* _TASK INSTRUCTIONS_: The task calls for every line of the data to be repeated exactly.
=== THE RECORDS ===
PR #2570, opened 2019-07-11
Add type checking of tail call return values in FATE

gorillainduction:
This is a crude solution of the problem stated in https://www.pivotaltracker.com/story/show/164302162
In particular, it reduces the tail call constant stack optimization.

We should tackle this in a more sophisticated way, but now at least it works. Creating a new PT ticket to make this properly.

### DIFF
--- a/apps/aecontract/test/aecontract_SUITE.erl
+++ b/apps/aecontract/test/aecontract_SUITE.erl
@@ -5200,9 +5200,18 @@ call_wrong_type(_Cfg) ->
     Contract1 = ?call(create_contract, Acc1, remote_type_check, {}),
     Contract2 = ?call(create_contract, Acc1, remote_type_check, {}),
     42        = ?call(call_contract, Acc1, Contract1, remote_id, word, {?cid(Contract2), 42}),
-    {error, Error} = ?call(call_contract, Acc1, Contract1, remote_wrong_type, word,
-                           {?cid(Contract2), <<"hello">>}),
-    ?assertMatchVM(<<"out_of_gas">>, <<"Type error on call:", _/binary>>, Error),
+    {error, Error1} = ?call(call_contract, Acc1, Contract1, remote_wrong_arg, string,
+                            {?cid(Contract2), <<"hello">>}),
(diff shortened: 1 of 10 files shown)


apps/aecontract/test/aecontract_SUITE.erl
```diff
@@ -257,7 +258,7 @@ all() ->
 
 groups() ->
     [ {aevm, [], ?ALL_TESTS ++ ?AEVM_SPECIFIC}
-    , {fate, [], ?ALL_TESTS ++ ?FATE_SPECIFIC}
+    , {fate, [], [{group, sophia}]}%%?ALL_TESTS ++ ?FATE_SPECIFIC}
```
lucafavatella: Is this intended?

gorillainduction: ah, no :man_facepalming:

apps/aehttp/test/aehttp_contracts_SUITE.erl
```diff
@@ -1146,21 +1146,21 @@ remote_gas_test_contract(Config) ->
     call_get(APub, APriv, EncC2Pub, Contract, 100),
     force_fun_calls(Node),
     Balance1 = get_balance(APub),
-    ?assertMatchVM(1600476, 1600010, (Balance0 - Balance1) div ?DEFAULT_GAS_PRICE),
+    ?assertMatchVM(1600596, 1600010, (Balance0 - Balance1) div ?DEFAULT_GAS_PRICE),
```
lucafavatella: I need to understand why these numbers changed for Sophia if the PR is for FATE only. 🔬

gorillainduction: I added functions to the contract, and the way AEVM works is that the code layout affects the gas cost because of the function dispatch in the beginning of each contract,

While I didn't verify that this corresponds exactly to these changed numbers, the numbers changed are in the correct range.

lucafavatella: Yes, I see contract `remote_gas_test` changed.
===
* _WRITTEN ANSWER_:
PR #2570, opened 2019-07-11
Add type checking of tail call return values in FATE

gorillainduction:
This is a crude solution of the problem stated in https://www.pivotaltracker.com/story/show/164302162
In particular, it reduces the tail call constant stack optimization.

We should tackle this in a more sophisticated way, but now at least it works. Creating a new PT ticket to make this properly.

### DIFF
--- a/apps/aecontract/test/aecontract_SUITE.erl
+++ b/apps/aecontract/test/aecontract_SUITE.erl
@@ -5200,9 +5200,18 @@ call_wrong_type(_Cfg) ->
     Contract1 = ?call(create_contract, Acc1, remote_type_check, {}),
     Contract2 = ?call(create_contract, Acc1, remote_type_check, {}),
     42        = ?call(call_contract, Acc1, Contract1, remote_id, word, {?cid(Contract2), 42}),
-    {error, Error} = ?call(call_contract, Acc1, Contract1, remote_wrong_type, word,
-                           {?cid(Contract2), <<"hello">>}),
-    ?assertMatchVM(<<"out_of_gas">>, <<"Type error on call:", _/binary>>, Error),
+    {error, Error1} = ?call(call_contract, Acc1, Contract1, remote_wrong_arg, string,
+                            {?cid(Contract2), <<"hello">>}),
(diff shortened: 1 of 10 files shown)


apps/aecontract/test/aecontract_SUITE.erl
```diff
@@ -257,7 +258,7 @@ all() ->
 
 groups() ->
     [ {aevm, [], ?ALL_TESTS ++ ?AEVM_SPECIFIC}
-    , {fate, [], ?ALL_TESTS ++ ?FATE_SPECIFIC}
+    , {fate, [], [{group, sophia}]}%%?ALL_TESTS ++ ?FATE_SPECIFIC}
```
lucafavatella: Is this intended?

gorillainduction: ah, no :man_facepalming:

apps/aehttp/test/aehttp_contracts_SUITE.erl
```diff
@@ -1146,21 +1146,21 @@ remote_gas_test_contract(Config) ->
     call_get(APub, APriv, EncC2Pub, Contract, 100),
     force_fun_calls(Node),
     Balance1 = get_balance(APub),
-    ?assertMatchVM(1600476, 1600010, (Balance0 - Balance1) div ?DEFAULT_GAS_PRICE),
+    ?assertMatchVM(1600596, 1600010, (Balance0 - Balance1) div ?DEFAULT_GAS_PRICE),
```
lucafavatella: I need to understand why these numbers changed for Sophia if the PR is for FATE only. 🔬

gorillainduction: I added functions to the contract, and the way AEVM works is that the code layout affects the gas cost because of the function dispatch in the beginning of each contract,

While I didn't verify that this corresponds exactly to these changed numbers, the numbers changed are in the correct range.

lucafavatella: Yes, I see contract `remote_gas_test` changed.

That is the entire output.